Issue #3094, opened 2024-02-26
Switch from WSGI to ASGI to update to connexion 3.0+


gabrielbusta:
To close #3046 we should switch to ASGI as per [the connexion docs](https://connexion.readthedocs.io/en/latest/v3.html#running-the-application).

> You now MUST run the Connexion application instead of the underlying Flask application.
You should use an ASGI server instead of a WSGI server.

TASK REQUIREMENTS ▸ The entries must all be transcribed exactly.

ANSWER BOX ▸
Issue #3094, opened 2024-02-26
Switch from WSGI to ASGI to update to connexion 3.0+


gabrielbusta:
To close #3046 we should switch to ASGI as per [the connexion docs](https://connexion.readthedocs.io/en/latest/v3.html#running-the-application).

> You now MUST run the Connexion application instead of the underlying Flask application.
You should use an ASGI server instead of a WSGI server.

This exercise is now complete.